PR #2940, opened 2023-11-01
LF-3748 Implement labour type transaction expandable content

kathyavini:
**Description**

This PR adds the labour table expandable content to the transaction list. I utilized an already built, but currently unused component in our codebase called `<StateTab />` to implement the table-type toggle.

The tables themselves are built from @SayakaOno's table code in Storybook (so please let me know if I have implemented it incorrectly!!) I have tried to also implement the patterns I saw in the [LF-3761 WIP PR](#2938). However, I did _not_:

- implement mobile vs. desktop view. If that should be implemented in this PR (vs when Desktop view is finalized), please let me know
- did not replicate the necessary changes to the `key` prop or with the properties passed in to the component (e.g `currencySymbol`) that are implemented in that PR. I think the `key` change can be auto-merged, but depending on which PR is merged first the `currencySymbol` handling could be updated to use the passed value. I did it this way just to not create another dependency between PRs (this one should stand alone -- the grouping by date does not affect it)

Jira link: https://lite-farm.atlassian.net/browse/LF-3748

**Type of change**

**How Has This Been Tested?**

- [ ] Passes test case
- [ ] Other (please explain)

**Checklist:**


packages/webapp/src/components/Finances/Transaction/ExpandedContent/LabourTable.jsx
```diff
@@ -0,0 +1,173 @@
...
+import StateTab from '../../../RouterTab/StateTab';
+import { useCurrencySymbol } from '../../../../containers/hooks/useCurrencySymbol';
+
+export default function LabourTable({ transaction }) {
+  const { t } = useTranslation();
+  const currencySymbol = useCurrencySymbol();
+
+  const [activeTab, setActiveTab] = useState('employee');
+
+  const employeeTotalHours = useMemo(
```
kathyavini, line 30: It's quite possible -- @antsgar do you know off the top of your head? -- that the summation of hours in the `EMPLOYEE` and `TASK_TYPE` arrays _must_ be the same, but I didn't trust my knowledge of task edge cases enough to write it that way.

packages/webapp/src/components/Finances/Transaction/ExpandedContent/LabourTable.jsx
```diff
@@ -0,0 +1,173 @@
...
+
+  const tasksColumns = useMemo(
+    () => [
+      {
+        id: 'taskType',
+        label: t('SALE.LABOUR.TABLE.TASK'),
+        Footer: <div className={styles.footer}>{t('SALE.LABOUR.TABLE.DAILY_TOTAL')}</div>,
+        component: 'th',
+        columnProps: {
+          style: { width: '33%' },
```
SayakaOno, line 85: I'm sorry, but I didn't do a good job on writing stories, and the style is terrible... so it would be great if you could set whatever works best (if necessary)! If we need all columns to have the same width, 33% should be 33.33% or should be written using calc. (https://isotropic.co/how-to-1-3-of-100-33-333-in-css/)


https://github.com/LiteFarmOrg/LiteFarm/assets/33141219/4672eb31-3fd7-4181-b36d-1cbddcdbab07

To make the columns widths the same between the two tables, the same styles need to be added to `employeeColumns`, and `shouldFixTableLayout={true}` needs to be passed to the table component to make `width: 33%;` work. (it adds `table-layout: fixed;` to the table)
🙏🙏🙏

packages/webapp/src/components/Finances/Transaction/ExpandedContent/LabourTable.jsx
```diff
@@ -0,0 +1,173 @@
...
+
+  const employeeTotalHours = useMemo(
+    () => calculateTotalHours(transaction.items.EMPLOYEE),
+    [transaction],
+  );
+
+  const taskTotalHours = useMemo(
+    () => calculateTotalHours(transaction.items.TASK_TYPE),
+    [transaction],
+  );
```
SayakaOno, line 38: @antsgar 
I am curious about the approach you would take.
I would create variables for the activeTab only, so I would combine `employeeTotalHours` and `taskTotalHours` as `totalHours`, and I would create `columns` to return columns for the activeTab.
It would be less code and calculations for inactive tab would not happen.

However, Joyce's approach is good because re-calculation will not happen by changing the tab.

How would you make a decision?

SayakaOno (commented):
It looks great! I left a comment on the table layout, and...
- mobile/desktop views
   there will not be many differences between the two views, so we can work on it later :)
- `currencySymbol`
    I know, I did it by myself but dependency is frustrating...😓 I think we can just call `useCurrencySymbol()` in the tables as you did. Thank you for the note!

packages/webapp/src/components/Finances/Transaction/ExpandedContent/LabourTable.jsx
kathyavini: Thank you!! I actually thought there was some reason I didn't understand for applying the styling to only the tasks table so I kept it!! 😂 

I noticed that adding the styling to both sets of columns is enough to fix the shifting, and on desktop views adding `shouldFixTableLayout` doesn't do anything additional. However, on mobile it does truncate the column values rather than letting the table be horizontally scrollable. Do you know if that's the preferred behaviour? Is that what you will use on your tables?

packages/webapp/src/components/Finances/Transaction/ExpandedContent/LabourTable.jsx
```diff
@@ -0,0 +1,182 @@
...
+
+  const employeeColumns = useMemo(
+    () => [
+      {
+        id: 'employee',
+        label: t('SALE.LABOUR.TABLE.EMPLOYEE'),
+        Footer: <div className={styles.footer}>{t('SALE.LABOUR.TABLE.DAILY_TOTAL')}</div>,
+        columnProps: {
+          style: { width: '33.33%' },
```
kathyavini, line 47: @SayakaOno thank you for the 1/3rd width link! I couldn't figure out how to supply a fallback with a style object (specifically ESLint complained about duplicate keys)... do you know if it's possible? Otherwise I'll just keep the low-tech approach.

packages/webapp/src/components/Finances/Transaction/ExpandedContent/LabourTable.jsx
SayakaOno: Column widths might change depending on the length of the text that the columns hold on the desktop view...
The existing table which is being used in the labour page etc. truncates texts, so I tried not to change the behaviour when I created the new table. And yes, I added `shouldFixTableLayout` to my tables!

packages/webapp/src/components/Finances/Transaction/ExpandedContent/LabourTable.jsx
SayakaOno: I don't know if it's possible to set a fallback, sorry... but I believe calc is fine too!!

packages/webapp/src/components/Finances/Transaction/ExpandedContent/styles.module.scss
```diff
@@ -38,3 +37,30 @@ button.toDetail {
...
+.labourTable {
+  display: flex;
+  flex-flow: column nowrap;
+  justify-content: center;
+  align-items: center;
+  background: #f6fbfa;
+
+  .tabs {
+    margin: 24px 0 24px 0;
+    padding-block: 16px;
```
antsgar, line 50: The top margin seems to be around 8px according to Figma, looks closer to the "View" link

packages/webapp/src/components/Finances/Transaction/ExpandedContent/styles.module.scss
```diff
@@ -38,3 +37,30 @@ button.toDetail {
     margin-left: 8px;
   }
 }
+
+.labourTable {
+  display: flex;
+  flex-flow: column nowrap;
+  justify-content: center;
+  align-items: center;
+  background: #f6fbfa;
```
antsgar, line 46: I'd remove this background because it's already taking the background color from the parent container, and this one's causing an odd bit of green to show up when hovering over the item

packages/webapp/src/components/Finances/Transaction/ExpandedContent/LabourTable.jsx
antsgar: You could actually just read this from `transaction.amount`, which is the sum of the items amounts when the transaction is grouped by tasks and the number that shows up on the expandable item up top. I trusted that summing by task and by employee would give the same result so only did it, hope that's working correctly 😅

packages/webapp/src/components/Finances/Transaction/ExpandedContent/LabourTable.jsx
antsgar: Both are okay IMO! Although even though there are things in common between the two sets of columns, there's also enough differences that I think bundling them together might cause for the code to have a bunch of conditions which I think would make it a bit harder to read that it is right now. I wouldn't worry too much about the calculations in this case because the arrays are super straight forward and they should take virtually no time to be calculated

packages/webapp/src/components/Finances/Transaction/ExpandedContent/LabourTable.jsx
```diff
@@ -0,0 +1,182 @@
...
+            label: t('SALE.LABOUR.EMPLOYEES'),
+            key: 'employee',
+          },
+          {
+            label: t('SALE.LABOUR.TASKS'),
+            key: 'tasks',
+          },
+        ]}
+      />
+      {activeTab === 'employee' && (
```
antsgar, line 150: NIT, but I'd make an enum with the options for `activeTab`

antsgar:
Left a few comments but nothing major, it's looking awesome! 🙂

packages/webapp/src/components/Finances/Transaction/ExpandedContent/LabourTable.jsx
kathyavini: Well `transaction.amount` is the labour cost sum, while this refers to the hour sum!

packages/webapp/src/components/Finances/Transaction/ExpandedContent/styles.module.scss
```diff
@@ -43,10 +43,9 @@ button.toDetail {
   flex-flow: column nowrap;
   justify-content: center;
   align-items: center;
-  background: #f6fbfa;
 
   .tabs {
-    margin: 24px 0 24px 0;
+    margin: 4px 0px 24px 0px;
```
kathyavini, line 48: It looks as though I'm breaking the rule of 8 but it appears there was some margin/padding supplied by (I think) the table itself... pretty sure (at least by visual check) this ends up being 8px overall.

packages/webapp/src/components/Finances/Transaction/ExpandedContent/LabourTable.jsx
kathyavini: I'm not 100% sure I did that right; can you take a look and make sure it fits what you were thinking?

kathyavini:
@SayakaOno and @antsgar sorry I was a bit slow with the revisions, but I think everything is addressed. If you could please re-review when you get the chance 🙏

packages/webapp/src/components/Finances/Transaction/ExpandedContent/LabourTable.jsx
antsgar: Ah you're right, totally got confused there!

packages/webapp/src/components/Finances/Transaction/ExpandedContent/LabourTable.jsx
antsgar: Yup looks good! 🙂

antsgar (approved):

■ ■ ■ ■ ■ ■ ■

In the entries above, find every line holding the word "import" and copy it out.

+import StateTab from '../../../RouterTab/StateTab';
+import { useCurrencySymbol } from '../../../../containers/hooks/useCurrencySymbol';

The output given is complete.